— EXERCISE DESCRIPTION —
Please repeat the records exactly from their first line, finishing at the line containing "PR #9, opened 2015-02-11" and including it.

Dataset entries
================================
PR #429, opened 2022-02-23
refactor: move extract yamls to validator

Ben-Zaad:


pkg/yamlSchemaValidator/validator.go
```diff
@@ -14,6 +15,24 @@ func New() *YamlSchemaValidator {
 
 type Result = gojsonschema.Result
 
+func (v *YamlSchemaValidator) ExtractYamlFilesContent(schemaPath string,yamlPath string) (string, string, error) {
```
alexfedin: it's more fitting to put this in the command module as a function

YamlSchemaValidator should only do yaml schema validation, not extract yaml contents



[12:31](https://datree.slack.com/archives/D02HCFTTUP4/p1645612287530459)
YamlSchemaValidator should only do yamlSchemaValidation not extract yaml contents

alexfedin (changes requested):

alexfedin (approved):

PR #9, opened 2015-02-11
Allow admin users to create/update/destroy offices

stephenrichards:
The office controller specs still need to be done to prove what actions admin and non-admin users can do.


colinbruce:
Code review passed

PR #12, opened 2015-02-17
User invitations 

colinbruce:
Allows admins to invite users, with enhanced specs


app/controllers/users_controller.rb
```diff
@@ -0,0 +1,36 @@
+class UsersController < ApplicationController
+  respond_to :html
+  before_action :authenticate_user!
+  load_and_authorize_resource
+
+  def index
+    @users = User.all.order('lower(email)')
```
stephenrichards: might be better to write a scope :all_by_email on the User model, and then here do User.all_by_email

stephenrichards:
Code review: one comment regarding re-writing the users find all order by email as a scope, but not esssential at this point, :+1:

PR #13, opened 2015-02-17
Minor updates

colinbruce:
Improved scope for users and rendering in specs


dotemacs:
Looks good. Really like that the specs have been tidied up :)

PR #16, opened 2015-02-20
Implement rubocop

colinbruce:
Added gems, setup a rubocop instruction file and then implemented all suggested changes


colinbruce:
Do not merge yet.  More changes will be needed after DWP checker is merged in.

.rubocop.yml
```diff
@@ -0,0 +1,138 @@
...
+  # generated code and copy-and-pasted snipets from READMEs.
+  Exclude:
+    - 'Guardfile'
+    - 'vendor/**/*'
+    - 'db/**/*'
+    - 'bin/**/*'
+    - '**/*.gemspec'
+    - '**/Rakefile'
+    - '**/Vagrantfile'
+    - 'spec/rails_helper.rb'
```
dotemacs: I wouldn't exculde rails_helper.rb as it'll hold configuration but it'll still be code.

Gemfile
```diff
@@ -1,5 +1,7 @@
 source 'https://rubygems.org'
 
+ruby '2.1.5'
```
dotemacs: I wonder if we should go to 2.2.0 here as it's already out...

Guardfile
```diff
@@ -1,43 +1,75 @@
...
+    # Rails files
+    rails = dsl.rails(view_extensions: %w(erb haml slim))
+    dsl.watch_spec_files_for(rails.app_files)
+    dsl.watch_spec_files_for(rails.views)
+
+    watch(rails.controllers) do |m|
+      [
+          rspec.spec.("routing/#{m[1]}_routing"),
+          rspec.spec.("controllers/#{m[1]}_controller"),
+          rspec.spec.("acceptance/#{m[1]}")
```
dotemacs: This line and the two above are all indented by 4 spaces :)

dotemacs:
Apart from the two comments above, which aren't show stoppers, it seems fine to me.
================================
— OUTPUT BELOW —
PR #429, opened 2022-02-23
refactor: move extract yamls to validator

Ben-Zaad:


pkg/yamlSchemaValidator/validator.go
```diff
@@ -14,6 +15,24 @@ func New() *YamlSchemaValidator {
 
 type Result = gojsonschema.Result
 
+func (v *YamlSchemaValidator) ExtractYamlFilesContent(schemaPath string,yamlPath string) (string, string, error) {
```
alexfedin: it's more fitting to put this in the command module as a function

YamlSchemaValidator should only do yaml schema validation, not extract yaml contents



[12:31](https://datree.slack.com/archives/D02HCFTTUP4/p1645612287530459)
YamlSchemaValidator should only do yamlSchemaValidation not extract yaml contents

alexfedin (changes requested):

alexfedin (approved):

PR #9, opened 2015-02-11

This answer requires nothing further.